So, that's it. Hope me and my band didn't come across as assholes or anything. I love you guys. You made my taste in music not suck.


----------



## Despised_0515 (Mar 28, 2010)

+1 to the "some drummers..."

Our past drummer would have probably done the same thing if my vocalist isn't around keeping him in check all the time.
Dude is demanding, rude, and frustrating to work with but MAN could he drum.
He bailed on us out of nowhere after trying to run the band deciding that band practice would happen whenever it was convenient for HIM aka whenever he couldn't find anyone to hang out with or anything to do. Basically he chose his social life over the band. His 13" tom is still here and I haven't heard of him in months.

Thankfully, our new drummer is much more respectable, sane, and talented.

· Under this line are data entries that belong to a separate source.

PR #703, opened 2022-06-21
Adds support for multi containers pod for seccomp-profile.

### LINKED ISSUE #215: [RFE] Merge seccomp profiles for pods with several containers
## Current situation

With the seccomp gadget (#208), users can specify a container and generate a seccomp policy based on the syscalls used by the container. But only one container can be selected at a time.

## Impact

Users cannot easily generate a seccomp policy for pods containing several containers: they would have to generate a seccomp policy for each container individually, and merge the seccomp policies manually.

## Ideal future situation

Ideally, users can select a pod and the gadget would automatically merge the seccomp policies of each individual container into one seccomp policy for the pod.

eiffel-fl:
Hi.

With this PR, I enabled `seccomp-profile` to work on pods with several containers inside.
The idea is to generate a seccomp profile which contains the union of all syscalls used by containers within this pod.
The union works like this:
Container X: [syscallA] = 0, [syscallB] = 1, [syscallC] = 0, [syscallD] = 0
Container Y: [syscallA] = 1, [syscallB] = 0, [syscallC] = 1, [syscallD] = 0
Union:          [syscallA] = 1, [syscallB] = 1, [syscallC] = 1, [syscallD] = 0

I check the above behavior running a pod with two containers (nginx and mariadb) and running them separately in dedicated pods:

```bash
# test contains two containers
francis@pwmachine:~/Codes/kinvolk/inspektor-gadget$ ./kubectl-gadget advise seccomp-profile start -p test        
YgbVs4UQgmpUk0ar
francis@pwmachine:~/Codes/kinvolk/inspektor-gadget$ ./kubectl-gadget advise seccomp-profile stop YgbVs4UQgmpUk0ar
{
  "architectures": [
    "SCMP_ARCH_X86_64",
    "SCMP_ARCH_X86",
    "SCMP_ARCH_X32"
  ],
  "syscalls": [
    {
      "names": [
        "futex"
      ],
      "action": "SCMP_ACT_ALLOW"
    }
  ]
}
francis@pwmachine:~/Codes/kinvolk/inspektor-gadget$ ./kubectl-gadget advise seccomp-profile start -p nginx       
aSoqfaTyjoCF3XX1
francis@pwmachine:~/Codes/kinvolk/inspektor-gadget$ ./kubectl-gadget advise seccomp-profile stop aSoqfaTyjoCF3XX1
{
  "architectures": [
    "SCMP_ARCH_X86_64",
    "SCMP_ARCH_X86",
    "SCMP_ARCH_X32"
  ],
  "syscalls": [
    {
      "names": [],
      "action": "SCMP_ACT_ALLOW"
    }
  ]
}
francis@pwmachine:~/Codes/kinvolk/inspektor-gadget$ ./kubectl-gadget advise seccomp-profile start -p mariadb     
4IYtOXK53ROoZCrv
francis@pwmachine:~/Codes/kinvolk/inspektor-gadget$ ./kubectl-gadget advise seccomp-profile stop 4IYtOXK53ROoZCrv
{
  "architectures": [
    "SCMP_ARCH_X86_64",
    "SCMP_ARCH_X86",
    "SCMP_ARCH_X32"
  ],
  "syscalls": [
    {
      "names": [
        "futex"
      ],
      "action": "SCMP_ACT_ALLOW"
    }
  ]
}
```

It fixes #215.

Best regards.

### DIFF
--- a/pkg/gadgets/seccomp/gadget.go
+++ b/pkg/gadgets/seccomp/gadget.go
@@ -18,7 +18,6 @@ import (
 	"context"
 	"encoding/json"
 	"fmt"
-	"sort"
 	"strconv"
 	"strings"
 	"sync"
@@ -60,6 +59,9 @@ type TraceSingleton struct {
 }
 
 var traceSingleton TraceSingleton
+
+// Must be equal to C.SYSCALLS_COUNT
+const syscallsCount = 500
 
 func NewFactory() gadgets.TraceFactory {
 	return &TraceFactory{
@@ -420,6 +422,31 @@ func (t *Trace) Start(trace *gadgetv1alpha1.Trace) {
 	trace.Status.State = "Started"
 }
 
+// mergeSyscallArrays merge two syscalls array into first argument.
+// After this function, the first argument will be the union of present
+// syscalls of each arrays.
+// For example, the merge result of:
+// syscalls: [syscallA] = 0, [syscallB] = 1, [syscallC] = 0, [syscallD] = 0
+// b:        [syscallA] = 1, [syscallB] = 0, [syscallC] = 1, [syscallD] = 0
+// result:   [syscallA] = 1, [syscallB] = 1, [syscallC] = 1, [syscallD] = 0
+func mergeSyscallArrays(syscalls []byte, b []byte) error {
+	if len(b) != len(syscalls) {
+		return fmt.Errorf("syscalls array lenghts mistmatch (%d != %d), it should be %d",
+			len(b), len(syscalls), syscallsCount,
+		)
+	}
+
+	for syscallNumber, isPresent := range b {
+		if isPresent != 1 {
+			continue
+		}
+
+		syscalls[syscallNumber] = isPresent
+	}
+
+	return nil
+}
+
 func (t *Trace) Generate(trace *gadgetv1alpha1.Trace) {
 	if traceSingleton.tracer == nil {
 		log.Errorf("Seccomp tracer is nil")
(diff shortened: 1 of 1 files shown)


alban:
With pods containing several containers, it's possible to add a different seccomp profile for each container of the pod. Shouldn't we recommend that instead?

X-Ref: https://kubernetes.io/docs/reference/generated/kubernetes-api/v1.24/#seccompprofile-v1-core
There is a `SeccompProfile` field both in:
* PodSecurityContext (seccomp profile at the pod level)
* SecurityContext (seccomp profile at the container level)

blanquicet:
> > With pods containing several containers, it's possible to add a different seccomp profile for each container of the pod. Shouldn't we recommend that instead?
> 
> This seems to be a good idea! So, instead, trace output would contain as many JSON as containers, right?

Yeah, I think it is a good idea. The problem is how to distinguish which container the seccomp profile belongs to. Maybe we could retry a map where the key is the name of the container and the value is the seccomp profile? I don't see any other field in [the struct](https://pkg.go.dev/github.com/opencontainers/runtime-spec/specs-go#LinuxSeccomp) where we can specify the container name.

mauriciovasquezbernal:
What's the status of this PR? Is there anything we should do to move this forward or should we close it?

mauriciovasquezbernal:
Right, I also agree we can close this. Let's ask @alban since he has more context on this.

mauriciovasquezbernal:
Closing this as we don't want this behavior as stated in https://github.com/inspektor-gadget/inspektor-gadget/issues/215.

PR #713, opened 2022-06-27
cmd/kubectl-gadget: Avoid repeated code on trace gadgets

blanquicet:
# Avoid repeated code on trace gadgets

This PR continues the series of PRs to factorize the code of the different categories so that we avoid repeating patterns on all the gadgets within the same category. Please take into account that the final goal of this series of PRs is to move most of the code to specific packages and then use it from kubectl-gadget and local-gadget.

Related https://github.com/kinvolk/inspektor-gadget/pull/695 and https://github.com/kinvolk/inspektor-gadget/issues/642


cmd/kubectl-gadget/trace/trace.go
```diff
@@ -15,16 +15,148 @@
...
+
+	if err := utils.RunTraceAndPrintStream(config, transformEvent); err != nil {
+		return utils.WrapInErrRunGadget(err)
+	}
+
+	return nil
+}
+
+func NewTraceCmd() *cobra.Command {
+	TraceCmd := &cobra.Command{
```
mauriciovasquezbernal, line 143: same nit about case as in the other PR.

integration/integration_test.go
```diff
@@ -468,7 +468,7 @@ func TestExecsnoop(t *testing.T) {
 	execsnoopCmd := &command{
 		name:           "StartExecsnoopGadget",
 		cmd:            fmt.Sprintf("$KUBECTL_GADGET trace exec -n %s", ns),
-		expectedRegexp: fmt.Sprintf(`%s\s+test-pod\s+test-pod\s+date`, ns),
+		expectedRegexp: fmt.Sprintf(`%s\s+test-pod\s+test-pod\s+\d+\s+\d+\s+date`, ns),
```
mauriciovasquezbernal, line 471: Could you please describe why these changes are needed? Do we need to update some documents as well?

cmd/kubectl-gadget/trace/mount.go
```diff
@@ -15,52 +15,92 @@
...
+				"op",
+				"ret",
+				"lat",
+				"fs",
+				"src",
+				"target",
+				"data",
+				"call",
+				"flags",
+			},
```
mauriciovasquezbernal, line 54: I think it's too much for the default arguments. Any reason no to keep using the same as before? https://github.com/kinvolk/inspektor-gadget/blob/08d49ba693a7c734993afe32f0ee7af797a83682/cmd/kubectl-gadget/trace/mount.go#L39-L41

mauriciovasquezbernal (commented):
Looks very good overall. I'm wondering why the default output of some gadgets was changed.

cmd/kubectl-gadget/trace/mount.go
blanquicet: Oops, my fault. I added the full list of fields and I didn't take into account that not all of them were printed. I will update the PR to continue printing the same list of columns. 

The other changes in the integration-tests was because I changed the order of the columns in some gadgets because I was trying to keep the same order in all of them: node, namespace, pod, container, pid, comm (if available) and the rest.

cmd/kubectl-gadget/trace/trace.go
```diff
@@ -15,16 +15,148 @@
...
+	}
+
+	fmt.Println(sb.String())
+}
+
+type TraceEvent interface {
+	bindtypes.Event | capabilitiestypes.Event | dnstypes.Event |
+		exectypes.Event | fsslowertypes.Event | mounttypes.Event |
+		oomkilltypes.Event | opentypes.Event | signaltypes.Event |
+		snitypes.Event | tcptypes.Event | tcpconnecttypes.Event
```
mauriciovasquezbernal, line 68: I was thinking that we could use `any` instead of explicitly listing all types here, however I'm not totally sure about the implications. Do you have any opinion on this?  /cc @alban

mauriciovasquezbernal (approved):
It looks great. I like that now the gadgets are more uniform (common columns are printed in the same order using the same width). I only have a comment, but it's not so important hence LGTM. 

Thinking about the future, it seems to me we can still move some more code to common places for common columns. We can create an issue for that once it's merged.

cmd/kubectl-gadget/trace/trace.go
blanquicet: I know, it doesn't look great. 

I would say that the only advantage of listing them is that we are type-safe. However, I don't expect people to use `TraceEvent` directly but it is something we will only use internally so `any` would be ok as well. I think it is more about how it looks 😄 .

blanquicet: Updated with `any`.

mauriciovasquezbernal:
Still LGTM. But I didn't try it out.

PR #728, opened 2022-07-01
Use current user for linting container

eiffel-fl:
Hi.

This PR changes the container user from root to current user.
It avoids problem where modified files belong to root after linting.

Best regards.

### DIFF
--- a/tools/check-readme.pl
+++ b/tools/check-readme.pl
@@ -26,7 +26,7 @@ $kubectl_gadget_path = shift or die "Usage: $0 relative_path_to_kubectl_gadget p
 $readme_path = shift or die "Usage: $0 path_to_kubectl_gadget path_to_README";
 
 if (substr($kubectl_gadget_path, 0, 1) ne '.') {
-	die "kubectl-gadget must be absolute path: ${kubectl_gadget_path}";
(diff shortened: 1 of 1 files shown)


Makefile
```diff
@@ -168,7 +168,7 @@ generate-documentation:
 
 lint:
 	# This version number must be kept in sync with CI workflow lint one.
-	docker run --rm -v $(shell pwd):/app -w /app golangci/golangci-lint:v1.46.2 golangci-lint run --fix
+	docker run --rm --user $(shell id -u):$(shell id -g) -v $(shell pwd):/app -w /app golangci/golangci-lint:v1.46.2 golangci-lint run --fix
```
blanquicet, line 171: This change is needed indeed because the fixed files also change their owner to `root`. However, in my case, after this change it is not working:

```bash
$ make lint
# This version number must be kept in sync with CI workflow lint one.
docker run --rm --user 1000:1000 -v /home/jose/Documents/kinvolk/src/inspektor-gadget:/app -w /app golangci/golangci-lint:v1.46.2 golangci-lint run --fix
2022/07/05 15:05:26 failed to initialize build cache at /.cache/golangci-lint: mkdir /.cache: permission denied
make: *** [Makefile:171: lint] Error 1
```

Is there something wrong in my env?

PR #729, opened 2022-07-04
Remove signal KILL when used in signal handler.

eiffel-fl:
Hi.

This PR removes SIGKILL from handler as it cannot be trapped (this was pointed by static checker).

Best regards.


blanquicet (approved):
From code inspection and given that CI is passing, LGTM.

Good job making up for it the rest of the night, though. Seriously, things would've been worst-case-scenario if you didn't. Good to see your band has a mediator. Without you, it would've been like this at just about every show you guys would go to.


----------



## Daggorath (Mar 29, 2010)

Although I'm sure there are some perfectly normal, modest drummers out there I've dealt with a hell of alot of immature unprofessional wankers over the years behind the kit. There must be some reason for it. Some primal neanderthal urge to hit things with sticks is congruent with agression and egotism. I dunno, just speculation really.


----------



## shredzilla509 (Mar 29, 2010)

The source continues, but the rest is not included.